Table 5. PSNR and SSIM comparison of different methods for Example 5.

Image	Galaxy		Satel
Method	PSNR	SSIM	PSNR	SSIM
Blurred	20.6620	0.6712	20.4559	0.7994
RLTV	23.8769	0.7560	22.2881	0.8731
NFOV	24.1417	0.8222	22.7439	0.8759
OSCM	25.0424	0.8409	24.1290	0.8829
TSCM	25.0519	0.8425	24.1952	0.8837

lists the information about this experiment.

Remark 5. 

• From Figure 9 and Figure 10 and Table 5, one can observe that all of the methods generated nearly identical results. However, OSCM and TSCM exhibit better PSNR and SSIM values compared to all other methods. This demonstrates the effectiveness of the OSCM and TSCM in generating high-quality images.

Example 6. 

In this example, we used four different images from the dataset of Levin et al. [63]. The $k{e}_{g}en(N,100,5)$ kernel was used for blurring. For comparison, we used TV, OLM, TLM, RLTV, NFOV, OSCM, and TSCM. Restored images are shown in Figure 11, Figure 12, Figure 13 and Figure 14. Each one is of the size $255\times 255$.

Table 6. PSNR and SSIM comparison of different methods for Example 6.

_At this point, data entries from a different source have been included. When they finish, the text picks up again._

Issue #1120, opened 2021-06-23
Presenting with JS Alert()  dead lock


Luo-Kuang:
# Bug Report

### What is expected to happen?
alert normaly

### What does actually happen?
When I call JS alert in the present controller, the interface will be stuck

## Information

[Presentation] Attempt to present <UIAlertController: 0x15201c200> on <MainViewController: 0x151e09ab0> (from <MainViewController: 0x151e09ab0>) whose view is not in the window hierarchy.

### Command or Code

```js
index.html
function success(msg){
    console.log(msg)
    alert(msg)
}
function failed(){}
function pl() {
    cordova.exec(success,failed,"testPlugin","method",["msg"]);
}
```

```oc
testPlugin
- (void)method:(CDVInvokedUrlCommand *)command {
    ViewController *tempC = [[ViewController alloc] init];
    [[TestPlugin topViewController] presentViewController:tempC animated:YES completion:nil];
}
```

when I back to MainViewController, the interface will be stuck

### Environment, Platform, Device

iOS

### Version information

Apache Cordova native platform version 6.2.0 

## Checklist

- [x] I searched for existing GitHub issues
- [x] I updated all Cordova tooling to most recent version
- [x] I included all the necessary information above

spoxies:
This is indeed quite an issue as Lou-Kuang says, and I'd like to chip in with some extra context to replicate the issue (and show its urgency).

So in schort if webKit or the underlaying iOS presents a UIAlertController and whilst that is open, a `alert(..), confirm(...)` is called, the app will be stuck.

This commonly happens if a user is prompted for some native permission, or shake the device to trigger "Shake to Undo". As far as the javascript goes nothing is halted, so some event might trigger an alert

So an alternative/easy way to replicate this issue is execute:

```javascript
setTimeout(function(){
        alert('This will mess up');
    }, 5000);
```
and shake the device (e.g. like a Polaroid picture), to trigger native Undo dialog....app wil be dead

PR #1121, opened 2021-06-23
fix bug alert() iOS

Luo-Kuang:
### Platforms affected

iOS

### Motivation and Context

issues #1120

### Checklist

- [x ] Commit is prefixed with `(platform)` if this change only applies to one platform (e.g. `(android)`)
- [x ] If this Pull Request resolves an issue, I linked to the issue in the text above (and used the correct [keyword to close issues using keywords](https://help.github.com/articles/closing-issues-using-keywords/))
- [x ] I've updated the documentation if necessary

### DIFF
--- a/CordovaLib/Classes/Private/Plugins/CDVWebViewEngine/CDVWebViewUIDelegate.m
+++ b/CordovaLib/Classes/Private/Plugins/CDVWebViewEngine/CDVWebViewUIDelegate.m
@@ -49,9 +49,8 @@
 
     [alert addAction:ok];
 
-    UIViewController* rootController = [UIApplication sharedApplication].delegate.window.rootViewController;
 
-    [rootController presentViewController:alert animated:YES completion:nil];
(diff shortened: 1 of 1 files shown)


CordovaLib/Classes/Private/Plugins/CDVWebViewEngine/CDVWebViewUIDelegate.m
```diff
@@ -160,4 +159,29 @@ - (void)webViewDidClose:(WKWebView*)webView
 }
 
 
++ (UIViewController *)topViewController {
```
dpogue, line 162: Is there a reason for this to be a static method on `CDVWebViewUIDelegate` rather than an instance method used with `[self topViewController]`? It looks like all uses of it are within the `CDVWebViewUIDelegate` class

dpogue (approved):
This looks okay to me. I'm not sure it needs to be a class method rather than an instance method, but the idea seems good

PR #1154, opened 2021-09-30
Swift Package Manager support for CordovaLib

dpogue:
### Platforms affected
iOS

### Motivation and Context
This adds a `Package.swift` file to allow installing the CordovaLib library through Swift Package Manager.

This also cleans up our Cocoapods spec file to remove the need to explicitly list each header.

### Description
Swift Package Manager requires all the public headers to be in an `include` folder, so all the headers from `Classes/Public` were moved to `include/Cordova`.

Also got rid of the precompiled header because SwiftPM doesn't know how to do that, and we were only precompiling Foundation and UIKit.

Xcode 13 also adds a new warning when framework headers are used with relative imports `"myfile.h"` rather than framework imports `<myfile.h>`. I've cleaned up the imports for all the public headers. (Note: some of the plugins use private headers, which must retain the relative import syntax)

### Testing
* Tested creating a new Swift project in Xcode, adding CordovaLib using SwiftPM and compiling successfully
* Tested creating a new Objective C project in Xcode, adding CordovaLib using Cocoapods as a dynamic library and compiling successfully
* Tested creating a new Objective C project in Xcode, adding CordovaLib using Cocoapods as a static library and compiling successfully
* Existing test suite passes

### Checklist


erisu (approved):
Code changes LGTM

I tested with default Cordova app.

* Create Project
* Platform Add
* Prepare
* Build
* Run
  * `Device is Ready` passed

```
Cordova Packages:

    cli: 10.0.0
        common: 4.0.2
        create: 3.0.0
        lib: 10.0.0
            common: 4.0.2
            fetch: 3.0.1
            serve: 4.0.0

Project Installed Platforms:

    ios: 6.2.0

Environment:

    OS: macOS 11.6 (20G165) (darwin 20.6.0) x64
    Node: v14.18.0
    npm: 6.14.15

ios Environment:

    xcodebuild:
Xcode 13.0
Build version 13A233

```

Issue #699, opened 2019-10-23
Catalyst for ios platform ?


jhjulkun:
Hi 
Has anyone tried building an ios project using 'Catalyst' for macOS Catalina ?

If I try enabling that build, I get:
 
CDVURLProtocol.m:20:9: AssetsLibrary is deprecated and is not available when building for Mac Catalyst. Consider migrating to Photos instead, or use `#if !TARGET_OS_MACCATALYST` to conditionally import this framework, first importing TargetConditionals.h if necessary.

Seems like the AssetsLibrary has been deprecated, and has been fixed in ionic, are you guys planning on removing it too ?
https://github.com/ionic-team/capacitor/pull/1825

Going forward, should Catalyst be used or the 'osx' platform ?

Thanks

jcesarmobile:
moved to cordova-ios repo

dpogue:
> Going forward, should Catalyst be used or the 'osx' platform ?

Once it works, I think we'd want to encourage using Catalyst for macOS to avoid needing to maintain a similar-but-separate cordova-osx platform.

See also https://github.com/apache/cordova-ios/issues/551.

We'd definitely like to address this, but it's not clear if that code is actually being used (it probably is, by someone, somewhere) and whether removing it (like Ionic did) is the right step.

jcesarmobile:
It was removed in Capacitor, was not really being used there.

Since it's in CDVURLProtocol.m and that won't work on WKWebView, I think it's safe to remove once we remove UIWebView.

brodybits:
Unfortunately the maintainers are overloaded due to lack of resources, see apache/cordova#163.

erisu:
`CDVURLProtocol` was removed in #783 and will be in next major release.

jcesarmobile:
Have you tried to run the app in Catalyst after that change?
If so, maybe we should enable it by default on the project template or add a way of easily adding it

dpogue:
Catalyst is only supported in Xcode 11 on macOS Catalina, so I'm not sure we'd want to enable it by default.

erisu:
From `master`, I believe it was decided to only support Xcode 11+ as all apps starting April 2020 requires to be built with Xcode 11.

I am not sure what we say about macOS requirements.

jcesarmobile:
What happens if you add macOS target and then you open the project on Mojave? I updated both of my computers, so I can’t test anymore.
If not by default, then maybe a command that adds catalyst instead of cordova-osx

[...]

PR #1158, opened 2021-10-08
refactor: replace copy-www-build-step script with build phase

NiklasMerz:
### Platforms affected
iOS and Mac (Catalyst)

### Motivation and Context

We could move the build step of copying the www directory and config.xml to the Xcode "Copy files" commands to avoid issues from the manual script like changed paths or different paths between iOS and macOS.

See #699

### Description

**Up for discussion.**

Some links: https://github.com/apache/cordova-ios/issues/699#issuecomment-645119408

This is probably the most important reason for the script: https://issues.apache.org/jira/browse/CB-5397?focusedCommentId=13859057&page=com.atlassian.jira.plugin.system.issuetabpanels%3Acomment-tabpanel#comment-13859057

### Testing

* Run iOS simulator from CLI
* Run iOS simulator from Xcode
* Run Mac (designed for iPad) from Xcode
* Enable and run Mac natively (M1) from Xcode 

### Checklist


NiklasMerz:
Fixed now. Good to know why they are there.

I should have checked the diff again. These Xcode files are tricky.

NiklasMerz:
@dpogue How did you test that? What's the best way to reproduce this?

I did quick tests and this www folder and config.xml look like the right one. I changed them to **__Project_NAME/..** but then plugins won't work anymore because cordovas js files are missing.

My test:

- Change index.html, build ios, run app on mac and ios sim -> see changes
- Change index.html in config.xml, build ios, run mac and ios sim from Xcode -> page cannot load

To me this looks like the right files get copied into the app.

dpogue:
hmm, I was testing this as part of https://github.com/apache/cordova-ios/pull/1162 (which used this as a starting point) and getting "Connecting to device..." in the simulator, and log messages about the Console plugin not being found.

This should work to reproduce:
```
npx cordova@nightly create xcodeTestApp
cd xcodeTestApp
npx cordova@nightly platform add github:apache/cordova-ios#xcode-copy
open platforms/ios/HelloCordova.xcworkspace
# Run the app in a simulator from Xcode
```

NiklasMerz:
Interesting side fact. I just tried to run the osx platform on the M1 mac with this PR https://github.com/apache/cordova-osx/pull/105 and got the same error:

`ERROR: Plugin 'Device' not found, or is not a CDVPlugin. Check your plugin mapping in config.xml.
`

dpogue (approved):
I've tested this (including with Catalyst) and it is working as expected. Also tested with cordova-plugin-device added, and was able to print out device information.

NiklasMerz (commented):
Thanks @erisu for completing this and your good explanation. It's working as espected for me as well with all Mac configurations and an iOS simulator.

PR #1162, opened 2021-10-19
WIP: Modern app template

dpogue:
Depends on https://github.com/apache/cordova-ios/pull/1158

### Platforms affected
iOS

### Motivation and Context
Make the app template project match a modern Xcode-created iOS app project.

### Description
* Restructures the Xcode project to more closely match what gets generated when you create a new Objective C iOS app with Xcode.
* Uses a storyboard for the main ViewController rather than a xib file.
* Renames Images.xcassets to Assets.xcassets.
* Uses CordovaLib from Swift Package Manager rather than a subproject.
* Enables Mac Catalyst support.
* Adopts SceneDelegate API on iOS 13+.

### Testing
Created an app with `npx cordova platform add ~/Coding/cordova-ios`.
Ran the app successfully on iOS 11, iOS 12, iOS 13, iOS 14, and iOS 15. Also ran the app successfully on macOS with Catalyst.

Unit tests pass.

This need **lots** of testing to make sure the SceneDelegate stuff isn't interfering and blocking stuff that used to fire on the AppDelegate. Might need to introduce a CDVSceneDelegate in CordovaLib to account for this.


dpogue:
I'm breaking this up into smaller pull requests for easier review

brunolau:
was this ever merged? or is there a simple way how to use cordova-ios 7.0.1 with Scene lifecycle? 

I'm trying to implement CarPlay and can't get my head around merging the AppDelegate and SceneDelegate

dpogue:
The template app for Cordova iOS 7.x does not use a Scene Delegate, but we're looking at adding that as part of Cordova iOS 8.0.0 (next major).

brunolau:
Thank you very much for quick reply. Is there (even a rough) ETA when 8.0.0 might be shipped so that I can report to the customer? Thanks a lot in advance

dpogue:
No ETA. Cordova is a volunteer-developed project, so we are not able to make any commitments as far as release timelines.

I'm hoping to have the time to start work on this particular bit later in August, but there are some larger things on the roadmap for 8.0 as well.

brunolau:
I've seen you've already implemented this in https://github.com/apache/cordova-ios/pull/1457 . Sorry to bother with another question, but is there a way we could use the nightly 8.0.0 for our project? (haven't been able to find the guide how to achieve this anywhere)

PR #1161, opened 2021-10-18
chore!: Breaking API cleanups

dpogue:
### Platforms affected
iOS

### Motivation and Context
Breaking API changes for v7.0.0

### Description
* Removes deprecated `colorFromColorString` API from CDVViewController
* Makes CDVCommandDelegateImpl private API since it's an implementation detail

### Testing
Unit tests pass

PR #1172, opened 2021-11-02
Simple build not working on CI

raphinesse:
This is more of a bug showcase than a pull request. This PR basically reduces the CI test to running the following commands:

    ./bin/create app
    ./app/cordova/build --emulator

The build step fails. Maybe someone can help me figure out what's going on here. Seems like an include path issue, but I'm absolutely not familiar with xcode. So any help would be appreciated.


dpogue:
That appears to be my fault, as a result of https://github.com/apache/cordova-ios/pull/1161. I'll open a PR shortly to fix it.

PR #1173, opened 2021-11-02
chore: Remove unused imports from template

dpogue:
### Platforms affected
iOS

### Motivation and Context
This work was missed in https://github.com/apache/cordova-ios/pull/1161 and is now causing errors.

### Description
Removed unused headers from the project template.

### Testing
Unit tests pass (although they also didn't catch this being an error last time)

### Checklist

### DIFF
--- a/bin/templates/project/__PROJECT_NAME__/Classes/MainViewController.h
+++ b/bin/templates/project/__PROJECT_NAME__/Classes/MainViewController.h
@@ -26,8 +26,6 @@
 //
 
 #import <Cordova/CDVViewController.h>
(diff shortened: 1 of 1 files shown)


raphinesse (commented):
I have no clue of the ongoing changes. But I guess you know what you're doing here 😁

The reason that failing builds are not flagged by our unit tests should be fixed as soon as #1171 is ready and merged.

Does the command sequence described in #1172 work for you with this change?

dpogue:
> Does the command sequence described in #1172 work for you with this change?

Just tried it, and yes it does

raphinesse (approved):

PR #154, opened 2017-12-17
Add instructions to pull upstream before build

rsthomp:
This fixes the symbolic links in the build-helper folder, which otherwise keep the helpers from building.


docs/build.md
```diff
@@ -9,6 +9,10 @@ Install packages:
 
 You will need to set up a sbuild chroot. (See https://github.com/sipb/homeworld/issues/80)
 
+# Pull required libraries and images from upstream
+    $ cd //building
+    $./pull-upstream.sh
```
celskeggs: This is missing a space between the `$` and the `.`.

celskeggs:
These need to be signed with your key instead of GitHub's key.

celskeggs:
Looks good, but I need to verify your GPG key in person.

building/build-helpers/helper-go/.gitignore
```diff
@@ -1 +1 @@
-go
+go*
```
andersk: This should be more specific so as not to match `go1.4-bootstrap-20170531.tar.xz` and `go1.8.3.src.tar.xz` which are already in the repository as symlinks:

```
/go*/
```

(Leading slash: only match immediate children of this directory `helper-go`. Trailing slash: only match those that are themselves directories.)

celskeggs: I'm addressing this in a separate commit for the sake of moving things along.

celskeggs: I'm addressing this in a separate commit for the sake of moving things along.

Issue #160, opened 2017-12-17
spire should make errors more obvious


ichung:
In red, say.

Issue #153, opened 2017-12-17
Vague error message for "spire seq keysystem"


krawthekrow:
At "verify that the keygateway is responsive", if Kerberos tickets have not been generated, spire fails with error message "keygateway check failed: Command '['keyreq', 'check', '/tmp/...', 'egg-sandwich.mit.edu:20557']' returned non-zero exit status 1". This should be more descriptive.

Issue #152, opened 2017-12-17
spire seq keysystem not idempotent


krawthekrow:
"confirm no existing keytab on egg-sandwich" fails when "spire seq keysystem" is run a second time. Maybe remove this check altogether?

PR #169, opened 2017-12-20
Improve seq keysystem

### LINKED ISSUE #151: spire seq keysystem verification step randomly crashing
"verify that keyserver static files can be fetched" sometimes fails with "ConnectionRefusedError: [Errno 111] Connection refused". Possibly a timeout problem.

krawthekrow:
Fixes #151, #152 and #153. ~For #152, I simply removed the line that checks if a keytab already exists -- is there a reason why it was there to begin with? If so, I could make it so that it checks for and ignores the error in seq.py instead. I can't quite think of a case when you wouldn't want to update the keytab if there's one already there.~ (Resolved in review)

### DIFF
--- a/building/build-debs/homeworld-admin-tools/debian/changelog
+++ b/building/build-debs/homeworld-admin-tools/debian/changelog
@@ -1,3 +1,9 @@
+homeworld-admin-tools (0.1.25) stretch; urgency=medium
+
+  * Updated debian release
+
+ -- Mark Theng <mtheng@mit.edu>  Thu, 28 Dec 2017 14:33:36 -0500
+
 homeworld-admin-tools (0.1.24) stretch; urgency=medium
 
   * Updated debian release
--- a/building/build-debs/homeworld-admin-tools/src/access.py
+++ b/building/build-debs/homeworld-admin-tools/src/access.py
@@ -41,7 +41,7 @@ def create_or_rotate_custom_ssh_key(interval=DEFAULT_ROTATE_INTERVAL, bits=DEFAU
     return keypath
 
 
-def call_keyreq(command, *params, collect=False):
+def call_keyreq(keyreq_command, *params, collect=False):
     config = configuration.get_config()
     keyserver_domain = config.keyserver.hostname + "." + config.external_domain + ":20557"
 
@@ -50,7 +50,15 @@ def call_keyreq(command, *params, collect=False):
     with tempfile.TemporaryDirectory() as tdir:
         https_cert_path = os.path.join(tdir, "server.pem")
         util.writefile(https_cert_path, authority.get_pubkey_by_filename("./server.pem"))
-        return invoke_variant(["keyreq", command, https_cert_path, keyserver_domain] + list(params))
+        try:
+            return invoke_variant(["keyreq", keyreq_command, https_cert_path, keyserver_domain] + list(params))
+        except subprocess.CalledProcessError as e:
+            if e.returncode == 1:
+                fail_hint = "do you have valid kerberos tickets?\n" \
+                    "or, your connection to the server might be faulty.\n" \
+                    "or, the server's keygateway might be broken."
+                command.fail("keyreq failed: %s" % e, fail_hint)
+            raise e
 
 
 def renew_ssh_cert() -> str:
@@ -67,10 +75,9 @@ def access_ssh(add_to_agent=False):
     if add_to_agent:
         # TODO: clear old identities
         if subprocess.call(["ssh-add", "--", keypath]) != 0:
-            print("ssh-add returned non-zero exit code. do you have a ssh-agent?")
-            print("or, perhaps your agent is broken; consider killing it and launching a new one.")
-            command.fail("*** ssh-add failed! ***")
-
+            fail_hint = "ssh-add returned non-zero exit code. do you have a ssh-agent?\n" \
+                "or, perhaps your agent is broken; consider killing it and launching a new one."
+            command.fail("*** ssh-add failed! ***", fail_hint)
 
 def access_ssh_with_add():
     access_ssh(add_to_agent=True)
--- a/building/build-debs/homeworld-admin-tools/src/command.py
+++ b/building/build-debs/homeworld-admin-tools/src/command.py
@@ -1,12 +1,19 @@
 import inspect
 
 
+ANSI_ESCAPE_CODE_RED = "\x1b[1;31m"
+ANSI_ESCAPE_CODE_YELLOW = "\x1b[1;33m"
+ANSI_ESCAPE_CODE_RESET = "\x1b[1;0m"
+
+
 class CommandFailedException(Exception):
-    pass
+    def __init__(self, message, hint):
+        super().__init__(message)
+        self.hint = hint
 
 
-def fail(message: str) -> None:
-    raise CommandFailedException(str(message))
+def fail(message: str, hint: str = None) -> None:
+    raise CommandFailedException(message, hint)
 
 
 def mux_map(desc: str, mapping: dict):
@@ -76,5 +83,7 @@ def main_invoke(command, params):
         invoke(params)
         return 0
     except CommandFailedException as e:
-        print('\x1b[1;31m' + 'command failed: ' + str(e) + '\x1b[0m')
+        print(ANSI_ESCAPE_CODE_RED + 'command failed: ' + str(e) + ANSI_ESCAPE_CODE_RESET)
+        if e.hint is not None:
+            print(ANSI_ESCAPE_CODE_YELLOW + e.hint + ANSI_ESCAPE_CODE_RESET)
         return 1
--- a/building/build-debs/homeworld-admin-tools/src/setup.py
+++ b/building/build-debs/homeworld-admin-tools/src/setup.py
@@ -1,6 +1,6 @@
 import os
-import tempfile
 import time
+import subprocess
 
 import authority
 import command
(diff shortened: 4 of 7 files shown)


building/build-debs/homeworld-admin-tools/src/setup.py
```diff
@@ -129,7 +129,6 @@ def setup_keygateway(ops: Operations, config: configuration.Config) -> None:
         # keytab is stored encrypted in the configuration folder
         keytab = os.path.join(configuration.get_project(), "keytab.%s.crypt" % node.hostname)
         decrypted = keycrypt.gpg_decrypt_to_memory(keytab)
-        ops.ssh("confirm no existing keytab on @HOST", node, "test", "!", "-e", KEYTAB_PATH)
```
celskeggs: The original point here was to avoid overwriting a newer keytab with an older keytab.

We have a few options:

 * Your current change, which allows for the possibility of overwriting and losing a keytab.
 * Silently refuse to overwrite the keytab, which will cause pains when the keytab is updated, but will allow for re-deploying the same cluster.
 * Refuse to overwrite the keytab only if it has changed, which will cause pain (but not as much) when the keytab is updated, and allow for re-deploying the same cluster, but will be more complicated.
 * Refuse to overwrite the keytab only if it has changed and the updated keytab would have an older kvno than the last keytab, which will be the best solution, but will be much more complicated.

I would recommend the third solution, but I'm interested in any thoughts you have.

building/build-debs/homeworld-admin-tools/src/verify.py
```diff
@@ -75,7 +75,7 @@ def check_keygateway():
     try:
         access.call_keyreq("check")
     except subprocess.CalledProcessError as e:
-        command.fail("keygateway check failed: %s" % e)
+        command.fail("keygateway check failed (do you have valid Kerberos tickets?): %s" % e)
```
celskeggs: It might be worth detecting the exact failure mode ('returned non-zero exit status 1') and only providing the extra information in that case, and then also being louder about the the error, rather than sticking it in the middle of a longer error message.

Maybe an error like:

    keygateway check failed: [...]
    ** do you have valid kerberos tickets? **

celskeggs:
Sorry for not getting back to you sooner on this.

building/build-debs/homeworld-admin-tools/src/setup.py
krawthekrow: Would it be better to merge the keytabs? From what I understand, you would mainly be concerned about overwriting the existing keytab if there already exists a different keytab for other reasons. Maybe Spire can make a backup of the existing keytab and spit out a warning at the end of the session.

Or is the concern that the administrator may accidentally run the command with an outdated keytab? It doesn't sound like that would be a problem if the latest keytab is stored in, for example, Git.

ichung: > ...the administrator may accidentally run the command with an outdated keytab? It doesn't sound like that would be a problem...

That sounds like precisely the sort of thing people will do accidentally.

krawthekrow: I meant that if he does do that, he can just get the correct keytab from Git and replace it.

celskeggs: Only if they realize it before their certificates expire. Otherwise, no one can regain access to the cluster until someone goes and drags the disaster recovery keys out of cold storage.

krawthekrow: Right, it's encrypted with the disaster recovery key. Would merging the keytabs work here, then? It should be relatively simple to do it with ktutil; it's possible to scrape the kvnos from klist, but that feels ugly.

krawthekrow:
"Fixed" the other issue mentioned in the review; now fixes #160 too.

building/build-debs/homeworld-admin-tools/src/setup.py
celskeggs: Being encrypted with the disaster recovery key has nothing to do with it -- you'd need to pull the DR key out of storage simply because you have no other way to access the cluster.

Merging the keytabs might work, but I don't want that to silently occur. I think your idea of the third solution plus a force-overwrite option sounds good to me.

building/build-debs/homeworld-admin-tools/src/command.py
```diff
@@ -5,8 +5,11 @@ class CommandFailedException(Exception):
     pass
 
 
-def fail(message: str) -> None:
-    raise CommandFailedException(str(message))
+def fail(message: str, hint: str = None) -> None:
+    formatted_message = '\033[91m' + str(message)
+    if hint is not None:
+        formatted_message += '\n\033[93m' + str(hint)
+    raise CommandFailedException(formatted_message)
```
celskeggs: Besides the fact that this is being fixed elsewhere (note that #160 is claimed), it probably doesn't make sense to add color at this point: it probably makes more sense to add color when CommandFailedException is caught on the other end.

I do like your idea of having a "hint" section, however, so I recommend you expand CommandFailedException to have that as an additional attribute and print it out when CommandFailedException is caught.

building/build-debs/homeworld-admin-tools/src/verify.py
```diff
@@ -75,7 +75,9 @@ def check_keygateway():
     try:
         access.call_keyreq("check")
     except subprocess.CalledProcessError as e:
-        command.fail("keygateway check failed: %s" % e)
+        command.fail("keygateway check failed: %s" % e,
+            '** do you have valid kerberos tickets? **' if
+            e.returncode == 1 else None)
```
celskeggs: I would avoid using an inline `if` here, for the sake of readability, but it doesn't matter that much.

krawthekrow:
Alright, everything has been responded to. I'll update it to use check_ssh after #171 gets finalized.

building/build-debs/homeworld-admin-tools/src/setup.py
```diff
@@ -122,18 +122,37 @@ def admit_keyserver(ops: Operations, config: configuration.Config) -> None:
...
+                    subprocess.check_call(["ssh", "root@%s.%s" % (node.hostname, config.external_domain), "test", "!", "-e", KEYTAB_PATH])
+                except subprocess.CalledProcessError as e_test:
+                    if e_test.returncode != 1:
+                        command.fail(e_test)
+                    print("existing keytab found")
+                    existing_keytab = subprocess.check_output(["ssh", "root@%s.%s" % (node.hostname, config.external_domain), "cat", KEYTAB_PATH])
+                    if existing_keytab != decrypted:
+                        command.fail("existing keytab does not match local keytab")
+                    print("existing keytab matches")
+                    return
```
celskeggs: You can probably encode this as a single ssh command, rather than needing to round-trip it multiple times and have all of this helper code involved.

building/build-debs/homeworld-admin-tools/src/setup.py
```diff
@@ -212,6 +231,7 @@ def wrap_param_tx(params):
     "keyserver": wrapop("deploy keys and configuration for keyserver; start keyserver", setup_keyserver),
     "self-admit": wrapop("admit the keyserver into the cluster during bootstrapping", admit_keyserver),
     "keygateway": wrapop("deploy keytab and start keygateway", setup_keygateway),
+    "update-keytab": wrapop("update keytab and restart keygateway", update_keytab),
```
celskeggs: These two commands should have clearer names. Also, keep in mind that the parameter to setup_keygateway will be treated as an optional command-line parameter, as far as I remember, which might not be what you want.

building/build-debs/homeworld-admin-tools/src/setup.py
krawthekrow: Good idea, will implement.

building/build-debs/homeworld-admin-tools/src/setup.py
krawthekrow: What names do you suggest? "Set up keygateway" and "update the keytab" sounds like exactly what those commands are for. Would it be better to actually have force-overwrite as an optional string parameter, so that the administrator would call "spire setup keygateway --force-overwrite" to update the keytab?

Also thanks for noting that, will fix.

celskeggs: I'd name it `update-keygateway`, so that it's clear that the operations are very similar.

krawthekrow:
Not a trivial rebase. Moved upload_bytes to ssh.py, added type hints to functions in ssh.py, made hint yellow, and updated access_ssh to use hint system.

building/build-debs/homeworld-admin-tools/src/access.py
```diff
@@ -67,10 +67,8 @@ def access_ssh(add_to_agent=False):
     if add_to_agent:
         # TODO: clear old identities
         if subprocess.call(["ssh-add", "--", keypath]) != 0:
-            print("ssh-add returned non-zero exit code. do you have a ssh-agent?")
-            print("or, perhaps your agent is broken; consider killing it and launching a new one.")
-            command.fail("*** ssh-add failed! ***")
-
+            fail_hint = "ssh-add returned non-zero exit code. do you have a ssh-agent?\nor, perhaps your agent is broken; consider killing it and launching a new one."
```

Image	Img1		Img2		Img3		Img4
Method	PSNR	SSIM	PSNR	SSIM	PSNR	SSIM	PSNR	SSIM
Blurred	20.6620	0.6712	20.4559	0.7994	20.0261	0.6126	21.8748	0.6910
TV	23.8769	0.7560	22.2881	0.8731	35.1520	0.9417	36.6872	0.9656
OLM	23.8769	0.7560	22.2881	0.8731	41.9824	0.9723	42.7467	0.9878
TLM	23.8769	0.7560	22.2881	0.8731	41.9562	0.9799	42.8641	0.9864
RLTV	23.8769	0.7560	22.2881	0.8731	39.7634	0.9719	42.8737	0.9869
NFOV	24.1417	0.8222	22.7439	0.8759	41.1822	0.9782	41.6221	0.9834
OSCM	25.0424	0.8409	24.1290	0.8829	42.3956	0.9826	43.5442	0.9885
TSCM	25.0519	0.8425	24.1952	0.8837	41.7253	0.9803	43.5522	0.9886

lists the information of this experiment.

Remark 6. 

• From Figure 11, Figure 12, Figure 13 and Figure 14, and Table 6, it is evident that our methods, OSCM and TSCM, consistently produce better values for PSNR and SSIM when compared to all other methods. These results demonstrate the strong performance of the OSCM and TSCM, which consistently generate high-quality images. A comparison of PSNR and SSIM values for different methods using Levin’s dataset is depicted in Figure 15.

6. Conclusions

For the image deblurring problem, we presented OSCM and TSCM using a TFOV regularization functional. In addition to guaranteeing strictly positive outcomes, both OSCM and TSCM impose upper limitations on image intensity levels, maintaining them within a predetermined range. We applied our proposed approaches to conduct numerical tests on various image types, including synthetic, real, complex, satellite and non-texture images. To evaluate our algorithms, we also used images from Levin’s dataset [63]. We compared the OSCM and TSCM with the most recent TFOV-based approaches, mainly TV, OLM, TLM, RLTV, and NFOV. The numerical tests demonstrated the efficiency of our proposed techniques. In the future, we plan to develop the OSCM and TSCM for the other computationally expensive regularization functionals, such as mean curvature functional will be pursued in the future. Additionally, we aim to design a constrained model within a similar framework for the blind image deblurring problem. It is worth noting that under specific conditions, the proposed techniques can be implemented in other image processing models.